For this replication phase, the team of Swinga is collaborating with Stiftelsen Karlstadshus, a non-profit housing company. Mirja, the contact person from the company, “is like a spider at the center of its web”, as Henric put it: She is the point of contact with the employees doing services in the buildings and makes sure that they hand out leaflets and communicate Swinga to their tenants. We pretty much have all the pieces of the puzzle in the team,” Henric reflected. Having worked for a long time with sustainable development issues, “we have a good credibility when it comes to those issues … also a good network of people”, he added. “So when we reach out to someone, they trust that we’re doing something that is not only for money — but that we’re trying to make something good here.” Before concluding: “I think that our credibility is one of our real strengths.” 

Scaling the service in a multitude of neighbourhoods

When talking to us about the team’s experience with launching the service in different areas, Henric elaborated on Swinga’s scaling strategy: “We’ve been trying to research the differences between the neighbourhoods we’ve been scaling into, and the effects they have [on the project].” “I think the main differences that we see is perhaps between low-income communities and those with a high income, or at least high cultural capital”, he said. In the latter “they ‘get it’ quicker […] but later on, it seems like they don’t have the big need other areas might have.” However, he continued, “in those areas with lower-income, it can be more difficult to get things going, though it seems they are using the service much more.” According to Henric, “I think one crucial part here really is to have a partner that has that contextual knowledge, and who can take the service, adapt the message and how you communicate it, without needing to do all the work.” 

Lessons from this replication experience

Scaling Swinga taught a lot to the team.
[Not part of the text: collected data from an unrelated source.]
PR #6245, opened 2020-08-10
SPM - DynamicLinks

paulb777:
Adds Swift Package Manager support for Dynamic Links

- Move public headers for usage compatibility between CocoaPods and SPM
- ifdef out source builds for non-iOS platforms. There's no way to selectively choose platforms in SPM

#no-changelog


FirebaseDynamicLinks/Sources/FDLURLComponents/FDLURLComponents.m
```diff
@@ -693,3 +696,5 @@ + (NSURLRequest *)shorteningRequestForLongURL:(NSURL *)url
 }
 
 @end
+
+#endif
```
ryanwilson, line 700: Only nit would be to have `#endif  // TARGET_OS_IOS` throughout

PR #6247, opened 2020-08-10
Remove the extension that makes NSDate ServerTimestampWrappable.

wilhuff:
This turns out not to actually work because `NSDate` does not conform to `Codable`. Users can supply their own extensions that make `NSDate` conform to `Codable` and also supply an extension like this one to make `NSDate` conform to `ServerTimestampWrappable`.

Add a test that verifies ServerTimestamps of Swift `Date` actually work. The equivalent test for `NSDate` does not compile.


wilhuff:
Discovered while adding tests for the PR addressing #6237.

PR #6253, opened 2020-08-11
Switch from personal to Firebase forks

paulb777:
#no-changelog


paulb777:
Good point. Branches aren't locked. They would need to be versioned themselves for it to be sustainable.  Changed back to revisions so that the Firebase `revision` dependencies are not changeable without an update to Firebase's Package.swift.

PR #6255, opened 2020-08-11
[App Distribution] Show new build alert when version (or build) changes

jeremydurham:
When the version (or build) of the current app is different than the version or build of the latest release, show the prompt to update to the latest version.

#no-changelog app distibution is not released yet

### DIFF
--- a/FirebaseAppDistribution/Sources/FIRAppDistribution.m
+++ b/FirebaseAppDistribution/Sources/FIRAppDistribution.m
@@ -248,59 +248,39 @@ NSString *const kFIRFADSignInStateKey = @"FIRFADSignInState";
 }
 
 - (void)fetchNewLatestRelease:(FIRAppDistributionUpdateCheckCompletion)completion {
-  [FIRFADApiService fetchReleasesWithCompletion:^(NSArray *_Nullable releases,
-                                                  NSError *_Nullable error) {
-    if (error) {
-      dispatch_async(dispatch_get_main_queue(), ^{
-        completion(nil, [self mapFetchReleasesError:error]);
-      });
-      return;
-    }
-
-    for (NSDictionary *releaseDict in releases) {
-      if ([[releaseDict objectForKey:kLatestReleaseKey] boolValue]) {
-        FIRFADInfoLog(@"Tester API - found latest release in response.");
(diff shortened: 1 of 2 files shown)


FirebaseAppDistribution/Sources/FIRAppDistribution.m
```diff
@@ -238,39 +248,59 @@ - (NSError *_Nullable)mapFetchReleasesError:(NSError *)error {
...
+    }
+
+    for (NSDictionary *releaseDict in releases) {
+      if ([[releaseDict objectForKey:kLatestReleaseKey] boolValue]) {
+        FIRFADInfoLog(@"Tester API - found latest release in response.");
+        NSString *displayVersion = [releaseDict objectForKey:kDisplayVersionKey];
+        NSString *buildVersion = [releaseDict objectForKey:kBuildVersionKey];
+
+        FIRFADInfoLog(@"Checking if version matches");
+        if (![self isCurrentVersion:displayVersion buildVersion:buildVersion]) {
```
schnecle, line 267: readability: I wonder if this would be more readable if we extracted the two checks into separate functions - so that we could have a single if -- we can still add the logging in the individual methods, but then we can have something like 

```
if (![self isCurrentVersion:releaseDict] || ![self codeIsIdentical:releaseDict]){
    FIRAppDistributionRelease *release =
              [[FIRAppDistributionRelease alloc] initWithDictionary:releaseDict];
            FIRFADInfoLog(@"Found new release with version: %@", [release displayVersion]);
            completion(release, nil);
        });
    return;
}
```

FirebaseAppDistribution/Tests/Unit/FIRAppDistributionTests.m
```diff
@@ -307,6 +313,8 @@ - (void)testFetchNewLatestReleaseSuccess {
 - (void)testFetchNewLatestReleaseNoNewRelease {
   [self mockFetchReleasesCompletion:_mockReleases error:nil];
   OCMStub([_mockMachO codeHash]).andReturn(_mockCodeHash);
+  OCMStub([[self appDistribution] getAppVersion]).andReturn(_mockDisplayVersion);
```
schnecle, line 316: You can also stub the main bundle directly with a class mock, but this works too 😄

PR #6257, opened 2020-08-11
SPM - FIAM

paulb777:
Adds Swift Package Manager support for In App Messaging

- Repo-relative headers
- Move public headers for usage compatibility between CocoaPods and SPM
- ifdef out source builds for non-iOS platforms. There's no way to selectively choose platforms in SPM
- remove cruft from podspec


FirebaseInAppMessaging/Tests/Integration/DefaultUITestApp/InAppMessagingDisplay-Sample.xcodeproj/project.pbxproj
```diff
@@ -3,7 +3,7 @@
 	archiveVersion = 1;
 	classes = {
 	};
-	objectVersion = 51;
+	objectVersion = 50;
```
ryanwilson, line 6: Hmm, any idea why this changed? Should it have?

The first versions of the service were really complicated: “We needed to get back to the drawing board, and see how we could simplify things as much as possible,” Henric confessed.The value of simplification is one key lesson, I think”. 
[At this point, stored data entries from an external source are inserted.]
PR #6261, opened 2020-08-12
Run swiftformat via mint run

wilhuff:
This avoids users needing to bootstrap manually and avoids permission problems with installation in /usr/local.

### DIFF
--- a/README.md
+++ b/README.md
@@ -137,16 +137,15 @@ See [HeadersImports.md](HeadersImports.md).
 ### Code Formatting
 
 To ensure that the code is formatted consistently, run the script
-[./scripts/style.sh](https://github.com/firebase/firebase-ios-sdk/blob/master/scripts/style.sh)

“That is really giving us the opportunity to fail many times as well, and see what we can learn from those failures.”

 

“Another, maybe bigger lesson,” he continued, “is about the value of launching several versions [of the service], as many times as possible.” “That is really giving us the opportunity to fail many times as well, and see what we can learn from those failures.” He recalled: “In the earlier days of this project, we tended to not get the product out there and test it. We were working on it too much in our own workshop.”

Looking ahead

Henric would like to continue improving the service: “The most important thing is to get a little bit higher engagement level from the app users for it to be really valuable.” Another goal is to make the scaling process more effective: “We’re seeing that after each launch, we’re fine-tuning that scaling process, so I think we’re getting there step by step.” 

That being said, the team at Swinga is far from being done trying different directions for the service. “We’re still experimenting with other sorts of tracks. One thing is where we are now, so a service based on borrowing stuff from your neighbour, but we also want to try to see if we can interconnect workplaces.” “You can reach out to your neighbours through the Swinga app,” as Henric explained, “but you can at the same time choose to also reach out to your workmates, your colleagues … That’s one thing that we want to experiment with and try.” 

Through this replication journey Swinga’s team iterated and learned a lot — and yet, the project still has plenty of possible directions to explore in the future.